Un villaggio all’interno di Milano… ma Milano sparisce o esiste ancora? Prima mi dicevi Affori – il quartiere paese – ti infastidiva, NoLo – il nuovo quartiere paese – no… Come è cambiato il rapporto con la città?
Milano c’è! Certo. Forse c’è da pensare anche al fatto che non ho più 20 anni, ma 55, quindi è diverso. Ormai ho sviluppato una certa insofferenza verso “andiamo là che qualcosa accadrà”: ho già dato! Però è anche vero che io non sono un pigro da questo punto di vista, quindi chissà… se NoLo non fosse a Milano… A me non piace la provincia. Cioè se Bovisio Masciago fosse NoLo, non mi piacerebbe, perché è Bovisio Masciago. Con tutto il rispetto per Bovisio Masciago!
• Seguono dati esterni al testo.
Issue #4865, opened 2022-04-27
Add PD APIs for RawKV GC


AmoebaProtozoa:
## Development Task

Added new PD APIs to support RawKV GC as described by https://github.com/tikv/rfcs/pull/90

- [ ] Merge RFC https://github.com/tikv/rfcs/pull/90
- [x] Merge kvproto https://github.com/pingcap/kvproto/pull/908 https://github.com/pingcap/kvproto/pull/915

Merge PD RawKV GC API ( Split from combined PR: https://github.com/tikv/pd/pull/4866 )
- [x] Merge PD Storage https://github.com/tikv/pd/pull/4937
- [ ] Merge PD Client https://github.com/tikv/pd/pull/4943
- [ ] Merge PD Server

PR #4984, opened 2022-05-18
storage: Use etcd lease to manage safe point expiration

AmoebaProtozoa:
Signed-off-by: AmoebaProtozoa <8039876+AmoebaProtozoa@users.noreply.github.com>

Use etcd Lease feature to manage service safe point life time
Add revision related storage functions
Issue Number: ref https://github.com/tikv/pd/issues/4865
RFC: https://github.com/tikv/rfcs/pull/90

```commit-message
APIv2: Using ETCD Lease to manage service safe point expiration
```

### Check List

Tests

- Unit test

Code changes

- Has configuration change
No
No
- Has persistent data change
No

Side effects
No

### Release note

```release-note
None
```


server/storage/kv/etcd_kv.go
```diff
@@ -103,6 +109,55 @@ func (kv *etcdKVBase) Save(key, value string) error {
...
+			errs.ZapError(err))
+	}
+	log.Info("lease granted",
+		zap.Int64("lease-id", int64(grantResp.ID)),
+		zap.Int64("lease-timeout", ttlSeconds))
+	return grantResp.ID, nil
+}
+
+func (kv *etcdKVBase) SaveWithTTL(key, value string, ttlSeconds int64) error {
+	leaseID, err := kv.GrantLease(ttlSeconds)
```
AndreMouche, line 137: Could we use `etcdutil.EtcdKVPutWithTTL(context.TODO(),kv.client,key,value,ttlSeconds)` directly?

AmoebaProtozoa: Hmm, I was trying to put `SaveWithTTL` into a `SlowLogTxn` like other update methods for timeout and logging. But I guess that created more complexity.

Should we skip timeout / logging for this operation like other read methods?

tests/client/go.sum
```diff
@@ -24,6 +24,7 @@ github.com/VividCortex/mysqlerr v1.0.0/go.mod h1:xERx8E4tBhLvpjzdUyQiSfUxeMcATEQ
 github.com/Xeoncross/go-aesctr-with-hmac v0.0.0-20200623134604-12b17a7ff502 h1:L8IbaI/W6h5Cwgh0n4zGeZpVK78r/jBf9ASurHo9+/o=
 github.com/Xeoncross/go-aesctr-with-hmac v0.0.0-20200623134604-12b17a7ff502/go.mod h1:pmnBM9bxWSiHvC/gSWunUIyDvGn33EkP2CUjxFKtTTM=
 github.com/alecthomas/template v0.0.0-20160405071501-a0175ee3bccc/go.mod h1:LOuyumcjzFXgccqObfd/Ljyb9UuFJ6TxHnclSeseNhc=
+github.com/alecthomas/template v0.0.0-20190718012654-fb15b899a751 h1:JYp7IbQjafoB+tBA3gMyHYHrpOtNuDiK/uB5uXxq5wM=
```
AndreMouche, line 27: why?

go.mod
```diff
@@ -5,6 +5,7 @@ go 1.16
 require (
 	github.com/AlekSi/gocov-xml v1.0.0
 	github.com/BurntSushi/toml v0.3.1
+	github.com/alecthomas/template v0.0.0-20190718012654-fb15b899a751
```
AndreMouche, line 8: why?

go.sum
```diff
@@ -24,6 +24,7 @@ github.com/VividCortex/mysqlerr v1.0.0/go.mod h1:xERx8E4tBhLvpjzdUyQiSfUxeMcATEQ
 github.com/Xeoncross/go-aesctr-with-hmac v0.0.0-20200623134604-12b17a7ff502 h1:L8IbaI/W6h5Cwgh0n4zGeZpVK78r/jBf9ASurHo9+/o=
 github.com/Xeoncross/go-aesctr-with-hmac v0.0.0-20200623134604-12b17a7ff502/go.mod h1:pmnBM9bxWSiHvC/gSWunUIyDvGn33EkP2CUjxFKtTTM=
 github.com/alecthomas/template v0.0.0-20160405071501-a0175ee3bccc/go.mod h1:LOuyumcjzFXgccqObfd/Ljyb9UuFJ6TxHnclSeseNhc=
+github.com/alecthomas/template v0.0.0-20190718012654-fb15b899a751 h1:JYp7IbQjafoB+tBA3gMyHYHrpOtNuDiK/uB5uXxq5wM=
```
AndreMouche, line 27: ditto>

server/storage/endpoint/gc_key_space.go
```diff
@@ -51,7 +47,7 @@ type KeySpaceGCSafePointStorage interface {
 var _ KeySpaceGCSafePointStorage = (*StorageEndpoint)(nil)
 
 // SaveServiceSafePoint saves service safe point under given key-space.
-func (se *StorageEndpoint) SaveServiceSafePoint(spaceID string, ssp *ServiceSafePoint) error {
+func (se *StorageEndpoint) SaveServiceSafePoint(spaceID string, ssp *ServiceSafePoint, ttl int64) error {
```
AndreMouche, line 50: Could we store the ttl in the `ServiceSafePoint`, for example replace `ExpireAt`?

go.mod
AmoebaProtozoa: Hmm, it was required by generated `docs/swagger/docs.go`, but that file was not removed in `Make clean` 
So if I ran `go mod tidy` after a `make build`, this will be added automatically.

server/storage/kv/levedb_kv.go
```diff
@@ -72,6 +78,11 @@ func (kv *LevelDBKV) Save(key, value string) error {
 	return errors.WithStack(kv.Put([]byte(key), []byte(value), nil))
 }
 
+// SaveWithTTL not supported on LevelDBKV
+func (kv *LevelDBKV) SaveWithTTL(key, value string, ttlSeconds int64) error {
```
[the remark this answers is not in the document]
AmoebaProtozoa: Hmm, it was required by generated `docs/swagger/docs.go`, but that file was not removed in `Make clean`
So if I ran `go mod tidy` after a `make build`, this will be added automatically.

tests/client/go.sum
AmoebaProtozoa: Hmm, it was required by generated `docs/swagger/docs.go`, but that file was not removed in `Make clean`
So if I ran `go mod tidy` after a `make build`, this will be added automatically.

AmoebaProtozoa: I'll clean it up

server/storage/endpoint/gc_key_space.go
```diff
@@ -38,9 +33,10 @@ type KeySpaceGCSafePoint struct {
 // KeySpaceGCSafePointStorage defines the storage operations on KeySpaces' safe points
 type KeySpaceGCSafePointStorage interface {
 	// Service safe point interfaces.
-	SaveServiceSafePoint(spaceID string, ssp *ServiceSafePoint) error
+	// NOTE: field ServiceSafePoint.ExpiredAt will be ignored, use etcd's lease to manage lifetime instead.
```
JmPotato, line 36: Do we need a deprecated flag for this field to ensure no one will use it anymore?

server/storage/kv/etcd_kv.go
```diff
@@ -85,6 +91,34 @@ func (kv *etcdKVBase) LoadRange(key, endKey string, limit int) ([]string, []stri
 	return keys, values, nil
 }
 
+func (kv *etcdKVBase) SaveWithTTL(key, value string, ttlSeconds int64) error {
+	key = path.Join(kv.rootPath, key)
+	ctx, cancel := context.WithTimeout(kv.client.Ctx(), requestTimeout)
+	start := time.Now()
```
JmPotato, line 97:
```suggestion
	start := time.Now()
	ctx, cancel := context.WithTimeout(kv.client.Ctx(), requestTimeout)
```

server/storage/kv/kv.go
```diff
@@ -14,10 +14,16 @@
...
 
+// RevisionUnavailable is the value of unavailable revision,
+// when the kv does not exist (etcd_kv), or is not supported (mem_kv & leveldb_kv).
+const RevisionUnavailable = -1
+
 // Base is an abstract interface for load/save pd cluster data.
 type Base interface {
 	Load(key string) (string, error)
 	LoadRange(key, endKey string, limit int) (keys []string, values []string, err error)
+	LoadRevision(key string) (string, int64, error)
```
JmPotato, line 25: `revision` here is a very specific term that is related to etcd, is there a better way to avoid introducing it in this generic KV interface?

server/storage/endpoint/gc_key_space.go
AmoebaProtozoa: Probably not, we should probably still store when safepoint will be expired, so if and when client need this information, we can retrieve directly from ServiceSafePoint, instead of looking it up by lease.  

`ExpiredAt` field will be calculated at Service level, using `TTL` client provided with server's `time.now`, here we just simply store it. 

I'll modify the comment to make it more clear

server/storage/kv/kv.go
AmoebaProtozoa: I tried a little bit but I don't think there's a way to avoid modifying `Base` interface unless we change `etcdKVBase` to exported type.
I'm just not sure if thats the way to go, feels kinda hacky. What do you think? @JmPotato

PR #5010, opened 2022-05-23
checker: only temp state should be added in waiting list

### LINKED ISSUE #4920: PD CPU 100% on an idle cluster
### What did you do?

Start a playground cluster, load some data:

```
tiup playground --tiflash 0
tiup br restore full -s 's3://bank/shema-full?access-key=minioadmin&secret-access-key=minioadmin&endpoint=http://minio.pingcap.net:9000&force-path-style=true/' -u 'http://127.0.0.1:2379/'
```

Then the cluster is idle, but I find PD CPU is nearly 100%

PD CPU usage should be low.

### What did you see instead?

Note the CPU usage below:

image
image

Profile shows the CPU is used in the `patolRegions` function

image

I believe it's caused by this loop:

https://github.com/tikv/pd/blob/d20eacc1212a558cde18ebc0d873236dee46d1fc/server/cluster/coordinator.go#L112-L130

Maybe **the actual work takes more time then the ticker interval**, so it repeat the execution endlessly... and cost 100% CPU

6.0.0

rleungx:

Issue Number: Close #4920.

This PR stops adding regions, which cannot be fixed due to no proper store instead of a temporary store state, to the waiting list.

```commit-message
```

### Check List

Tests

- Manual test

Screen Shot 2022-05-23 at 2 23 33 PM

It is not affected by the waiting list anymore. Here is the CPU cost at the beginning:
Screen Shot 2022-05-23 at 2 26 20 PM

After BR is finished:
Screen Shot 2022-05-23 at 2 29 22 PM

### Release note

```release-note
None
```

### DIFF
--- a/server/schedule/checker/replica_checker.go
+++ b/server/schedule/checker/replica_checker.go
@@ -157,11 +157,13 @@ func (r *ReplicaChecker) checkMakeUpReplica(region *core.RegionInfo) *operator.O
 	}
 	log.Debug("region has fewer than max replicas", zap.Uint64("region-id", region.GetID()), zap.Int("peers", len(region.GetPeers())))
 	regionStores := r.cluster.GetRegionStores(region)
-	target := r.strategy(region).SelectStoreToAdd(regionStores)
+	target, filterByTempState := r.strategy(region).SelectStoreToAdd(regionStores)
 	if target == 0 {
 		log.Debug("no store to add replica", zap.Uint64("region-id", region.GetID()))
 		checkerCounter.WithLabelValues("replica_checker", "no-target-store").Inc()
-		r.regionWaitingList.Put(region.GetID(), nil)
+		if filterByTempState && r.regionWaitingList.Len() <= DefaultCacheSize {
+			r.regionWaitingList.Put(region.GetID(), nil)
+		}
 		return nil
 	}
 	newPeer := &metapb.Peer{StoreId: target}
@@ -210,7 +212,7 @@ func (r *ReplicaChecker) checkLocationReplacement(region *core.RegionInfo) *oper
 		checkerCounter.WithLabelValues("replica_checker", "all-right").Inc()
 		return nil
 	}
-	newStore := strategy.SelectStoreToImprove(regionStores, oldStore)
+	newStore, _ := strategy.SelectStoreToImprove(regionStores, oldStore)
 	if newStore == 0 {
 		log.Debug("no better peer", zap.Uint64("region-id", region.GetID()))
 		checkerCounter.WithLabelValues("replica_checker", "not-better").Inc()
@@ -240,12 +242,14 @@ func (r *ReplicaChecker) fixPeer(region *core.RegionInfo, storeID uint64, status
 	}
 
 	regionStores := r.cluster.GetRegionStores(region)
-	target := r.strategy(region).SelectStoreToFix(regionStores, storeID)
+	target, filterByTempState := r.strategy(region).SelectStoreToFix(regionStores, storeID)
 	if target == 0 {
 		reason := fmt.Sprintf("no-store-%s", status)
 		checkerCounter.WithLabelValues("replica_checker", reason).Inc()
-		r.regionWaitingList.Put(region.GetID(), nil)
 		log.Debug("no best store to add replica", zap.Uint64("region-id", region.GetID()))
+		if filterByTempState && r.regionWaitingList.Len() <= DefaultCacheSize {
+			r.regionWaitingList.Put(region.GetID(), nil)
+		}
 		return nil
 	}
 	newPeer := &metapb.Peer{StoreId: target}
--- a/server/schedule/checker/replica_checker.go
+++ b/server/schedule/checker/replica_checker.go
@@ -161,7 +161,7 @@ func (r *ReplicaChecker) checkMakeUpReplica(region *core.RegionInfo) *operator.O
 	if target == 0 {
 		log.Debug("no store to add replica", zap.Uint64("region-id", region.GetID()))
 		checkerCounter.WithLabelValues("replica_checker", "no-target-store").Inc()
-		if filterByTempState && r.regionWaitingList.Len() <= DefaultCacheSize {
+		if filterByTempState {
 			r.regionWaitingList.Put(region.GetID(), nil)
 		}
 		return nil
@@ -247,7 +247,7 @@ func (r *ReplicaChecker) fixPeer(region *core.RegionInfo, storeID uint64, status
 		reason := fmt.Sprintf("no-store-%s", status)
 		checkerCounter.WithLabelValues("replica_checker", reason).Inc()
 		log.Debug("no best store to add replica", zap.Uint64("region-id", region.GetID()))
-		if filterByTempState && r.regionWaitingList.Len() <= DefaultCacheSize {
+		if filterByTempState {
 			r.regionWaitingList.Put(region.GetID(), nil)
 		}
 		return nil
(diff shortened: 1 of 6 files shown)


server/schedule/checker/replica_checker.go
```diff
@@ -157,11 +157,13 @@ func (r *ReplicaChecker) checkMakeUpReplica(region *core.RegionInfo) *operator.O
 	}
 	log.Debug("region has fewer than max replicas", zap.Uint64("region-id", region.GetID()), zap.Int("peers", len(region.GetPeers())))
 	regionStores := r.cluster.GetRegionStores(region)
-	target := r.strategy(region).SelectStoreToAdd(regionStores)
+	target, filterByTempState := r.strategy(region).SelectStoreToAdd(regionStores)
 	if target == 0 {
 		log.Debug("no store to add replica", zap.Uint64("region-id", region.GetID()))
 		checkerCounter.WithLabelValues("replica_checker", "no-target-store").Inc()
-		r.regionWaitingList.Put(region.GetID(), nil)
+		if filterByTempState && r.regionWaitingList.Len() <= DefaultCacheSize {
```
AndreMouche, line 164: I think check the `list.Len` before `Put` to ensure the list not overflow without a lock is not threadsafe, And fortunally, we have already check the length in the function `regionWaitingList.Put`. 
```suggestion
		if filterByTempState  {
```

AndreMouche: However, I've found that here `regionWaitingList` is a LRU and it will remove the earlist item when overflow, But here we skip the latest item. So Does this matters?

server/schedule/checker/replica_checker.go
```diff
@@ -240,12 +242,14 @@ func (r *ReplicaChecker) fixPeer(region *core.RegionInfo, storeID uint64, status
...
 
 	regionStores := r.cluster.GetRegionStores(region)
-	target := r.strategy(region).SelectStoreToFix(regionStores, storeID)
+	target, filterByTempState := r.strategy(region).SelectStoreToFix(regionStores, storeID)
 	if target == 0 {
 		reason := fmt.Sprintf("no-store-%s", status)
 		checkerCounter.WithLabelValues("replica_checker", reason).Inc()
-		r.regionWaitingList.Put(region.GetID(), nil)
 		log.Debug("no best store to add replica", zap.Uint64("region-id", region.GetID()))
+		if filterByTempState && r.regionWaitingList.Len() <= DefaultCacheSize {
```
AndreMouche, line 250: ditto

server/schedule/checker/replica_strategy.go
```diff
@@ -70,33 +70,37 @@ func (s *ReplicaStrategy) SelectStoreToAdd(coLocationStores []*core.StoreInfo, e
 
 	isolationComparer := filter.IsolationComparer(s.locationLabels, coLocationStores)
 	strictStateFilter := &filter.StoreStateFilter{ActionScope: s.checkerName, MoveRegion: true}
-	target := filter.NewCandidates(s.cluster.GetStores()).
+	targetCandidate := filter.NewCandidates(s.cluster.GetStores()).
```
AndreMouche, line 73: How about 
```suggestion
	targetCandidateWithTemp := filter.NewCandidates(s.cluster.GetStores()).
```

rleungx: I think it doesn't matter, `targetCandidateWithTemp` is too long.

server/schedule/checker/replica_strategy.go
```diff
@@ -70,33 +70,37 @@ func (s *ReplicaStrategy) SelectStoreToAdd(coLocationStores []*core.StoreInfo, e
...
+		Sort(filter.RegionScoreComparer(s.cluster.GetOpts()))     // less region score is better
+	candidateLen := targetCandidate.Len()
+	target := targetCandidate.FilterTarget(s.cluster.GetOpts(), strictStateFilter).PickFirst() // the filter does not ignore temp states
 	if target == nil {
-		return 0
+		if candidateLen == 0 {
+			return 0, false
+		}
+		return 0, true // filter by temporary states
 	}
```
JmPotato, line 84: Maybe this part can be rewritten like this:

```go
if candidateLen == 0 {
	return 0, false
}
if target == nil {
	return 0, true // filter by temporary states
}
```

server/schedule/checker/replica_strategy.go
```diff
@@ -70,33 +70,37 @@ func (s *ReplicaStrategy) SelectStoreToAdd(coLocationStores []*core.StoreInfo, e
...
-		Sort(isolationComparer).Reverse().Top(isolationComparer).        // greater isolation score is better
-		Sort(filter.RegionScoreComparer(s.cluster.GetOpts())).           // less region score is better
-		FilterTarget(s.cluster.GetOpts(), strictStateFilter).PickFirst() // the filter does not ignore temp states
+		Sort(isolationComparer).Reverse().Top(isolationComparer). // greater isolation score is better
+		Sort(filter.RegionScoreComparer(s.cluster.GetOpts()))     // less region score is better
+	candidateLen := targetCandidate.Len()
+	target := targetCandidate.FilterTarget(s.cluster.GetOpts(), strictStateFilter).PickFirst() // the filter does not ignore temp states
+	if candidateLen == 0 {
+		return 0, false
+	}
```
JmPotato, line 81:
```suggestion
	if targetCandidate.Len() == 0 {
		return 0, false
	}
	target := targetCandidate.FilterTarget(s.cluster.GetOpts(), strictStateFilter).PickFirst() // the filter does not ignore temp states
```

JmPotato (approved):

server/schedule/checker/replica_strategy.go
AndreMouche: OK

server/schedule/checker/rule_checker.go
```diff
@@ -161,10 +161,12 @@ func (c *RuleChecker) fixRulePeer(region *core.RegionInfo, fit *placement.Region
 func (c *RuleChecker) addRulePeer(region *core.RegionInfo, rf *placement.RuleFit) (*operator.Operator, error) {
 	checkerCounter.WithLabelValues("rule_checker", "add-rule-peer").Inc()
 	ruleStores := c.getRuleFitStores(rf)
-	store := c.strategy(region, rf.Rule).SelectStoreToAdd(ruleStores)
+	store, filterByTempState := c.strategy(region, rf.Rule).SelectStoreToAdd(ruleStores)
 	if store == 0 {
 		checkerCounter.WithLabelValues("rule_checker", "no-store-add").Inc()
-		c.regionWaitingList.Put(region.GetID(), nil)
+		if filterByTempState && c.regionWaitingList.Len() <= DefaultCacheSize {
```
AndreMouche, line 167:
```suggestion
		if filterByTempState  {
```

server/schedule/checker/rule_checker.go
```diff
@@ -179,10 +181,12 @@ func (c *RuleChecker) addRulePeer(region *core.RegionInfo, rf *placement.RuleFit
 // The peer's store may in Offline or Down, need to be replace.
 func (c *RuleChecker) replaceUnexpectRulePeer(region *core.RegionInfo, rf *placement.RuleFit, fit *placement.RegionFit, peer *metapb.Peer, status string) (*operator.Operator, error) {
 	ruleStores := c.getRuleFitStores(rf)
-	store := c.strategy(region, rf.Rule).SelectStoreToFix(ruleStores, peer.GetStoreId())
+	store, filterByTempState := c.strategy(region, rf.Rule).SelectStoreToFix(ruleStores, peer.GetStoreId())
 	if store == 0 {
 		checkerCounter.WithLabelValues("rule_checker", "no-store-replace").Inc()
-		c.regionWaitingList.Put(region.GetID(), nil)
+		if filterByTempState && c.regionWaitingList.Len() <= DefaultCacheSize {
```
AndreMouche, line 187:
```suggestion
		if filterByTempState  {
```

AndreMouche (approved):
LGTM

PR #5029, opened 2022-05-25
cluster: calculate speed until cluster is prepared

### LINKED ISSUE #5025: Offline left time and scale speed will jump in 10m after change pd leader
### What did you do?

Down pd leader during scale out.

Left time and speed should be  stable and reaction actual situation.

### What did you see instead?
image

image

./pd-server -V
 Release Version: v6.1.0-nightly
Edition: Community
Git Commit Hash: b3eeaae3ea3d0e058d7363e134a8c84737f4798f
Git Branch: heads/refs/tags/v6.1.0-nightly
UTC Build Time:  2022-05-24 06:13:20

rleungx:

Issue Number: Close #5025

The reason why the speed isn't accurate is that when the leader changes, the check stores won't wait for all regions' heartbeats to finish. So it will push a small store region size into the statistics window. Then in the later 10 mins, PD will use the latest store region size, which could be big after the heartbeat finish, minus that one to get the delta for calculating the speed. After the 10min passed away, the first value of the statistics window will be removed, then the speed becomes normal.

```commit-message
```

### Check List

Tests

- Unit test
- Manual test 

After：
origin_img_v2_41cbe360-ffc6-474d-816d-ee6d38e2781g
middle_img_v2_4abd4eba-a75d-42d7-9e18-9ea394ca349g

Related changes

### Release note

```release-note
Fix the issue that the store online speed is not accurate when the PD leader transfers.
```

### DIFF
--- a/server/cluster/cluster.go
+++ b/server/cluster/cluster.go
@@ -1449,7 +1449,7 @@ func (c *RaftCluster) checkStores() {
 						zap.Stringer("store", store.GetMeta()),
 						errs.ZapError(err))
 				}
-			} else {
+			} else if c.IsPrepared() {
 				threshold := c.getThreshold(stores, store)
 				log.Debug("store serving threshold", zap.Uint64("store-id", storeID), zap.Float64("threshold", threshold))
 				regionSize := float64(store.GetRegionSize())
--- a/server/cluster/cluster.go
+++ b/server/cluster/cluster.go
@@ -496,6 +496,13 @@ func (c *RaftCluster) GetOperatorController() *schedule.OperatorController {
 	return c.coordinator.opController
 }
 
+// SetPrepared set the prepare check to prepared. Only for test purpose.
+func (c *RaftCluster) SetPrepared() {
+	c.coordinator.prepareChecker.Lock()
+	defer c.coordinator.prepareChecker.Unlock()
+	c.coordinator.prepareChecker.prepared = true
+}
+
 // GetRegionScatter returns the region scatter.
 func (c *RaftCluster) GetRegionScatter() *schedule.RegionScatterer {
 	return c.coordinator.regionScatterer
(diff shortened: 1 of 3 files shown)


tests/server/api/api_test.go
```diff
@@ -685,8 +683,16 @@ func (s *testProgressSuite) TestPreparingProgress(c *C) {
 	output = sendRequest(c, leader.GetAddr()+"/pd/api/v1/stores/progress?id=4", http.MethodGet, http.StatusNotFound)
 	c.Assert(strings.Contains((string(output)), "no progress found for the given store ID"), IsTrue)
 
+	// is not prepared
 	time.Sleep(2 * time.Second)
+	output = sendRequest(c, leader.GetAddr()+"/pd/api/v1/stores/progress?action=preparing", http.MethodGet, http.StatusNotFound)
+	c.Assert(strings.Contains((string(output)), "no progress found for the action"), IsTrue)
+	output = sendRequest(c, leader.GetAddr()+"/pd/api/v1/stores/progress?id=4", http.MethodGet, http.StatusNotFound)
+	c.Assert(strings.Contains((string(output)), "no progress found for the given store ID"), IsTrue)
```
JmPotato, line 691: Do we need to output something like "the given store's progress is calculating"?

lhy1024 (approved):

JmPotato (approved):

CabinfeverB (approved):

server/cluster/cluster.go
```diff
@@ -496,6 +496,13 @@ func (c *RaftCluster) GetOperatorController() *schedule.OperatorController {
 	return c.coordinator.opController
 }
 
+// SetPrepared set the prepare check to prepared. Only for test purpose.
+func (c *RaftCluster) SetPrepared() {
+	c.coordinator.prepareChecker.Lock()
+	defer c.coordinator.prepareChecker.Unlock()
+	c.coordinator.prepareChecker.prepared = true
+}
```
AndreMouche, line 504: This function uses prepareCheck's lock to lock the update operator for prepareChecker's item, could you please make a new function for SetPrepared for `prepareChecker` directly?  Using its lock in `prepareChecker` can help us to protect the usage of lock and avoid deadlock.

rleungx: It's only used in tests.

PR #5038, opened 2022-05-26
cluster: calculate offline speed until cluster is prepared

rleungx:

Issue Number: Ref #5025

Offline progress has the same problem which will change the ETA to N/A. This PR will check if the cluster is prepared before the offline progress calculation.

```commit-message
```

### Check List

Tests

- Unit test
- Manual test

Screen Shot 2022-05-27 at 10 11 15 AM

Related changes

### Release note

```release-note
Fix the issue that the store offline speed is N/A when the PD leader transfers.
```

### DIFF
--- a/server/cluster/cluster.go
+++ b/server/cluster/cluster.go
@@ -1485,7 +1485,9 @@ func (c *RaftCluster) checkStores() {
 		offlineStore := store.GetMeta()
 		id := offlineStore.GetId()
 		regionSize := c.core.GetStoreRegionSize(id)
-		c.updateProgress(id, store.GetAddress(), removingAction, float64(regionSize), float64(regionSize), false /* dec */)
+		if c.IsPrepared() {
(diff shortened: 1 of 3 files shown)


server/cluster/cluster.go
```diff
@@ -1485,7 +1485,9 @@ func (c *RaftCluster) checkStores() {
 		offlineStore := store.GetMeta()
 		id := offlineStore.GetId()
 		regionSize := c.core.GetStoreRegionSize(id)
-		c.updateProgress(id, store.GetAddress(), removingAction, float64(regionSize), float64(regionSize), false /* dec */)
+		if c.IsPrepared() {
```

A me piace NoLo perché so che quando voglio posso uscire da NoLo. Cioè so che a 20 metri da dove sto, c’è una città. Faccio parte di una città. Cioè sono una parte, per me importante, per me fondamentale, fondativa che mi basta, che mi dà un senso identitario, ma è comunque una parte in una grande città. NoLo ha un senso perché all’interno di Milano, e può ricevere tutto quello che può ricevere da Milano. Sono fiero di essere di Milano e sono orgoglioso di quello è diventata e diventerà Milano. Io non sono di NoLo, io sono di Milano.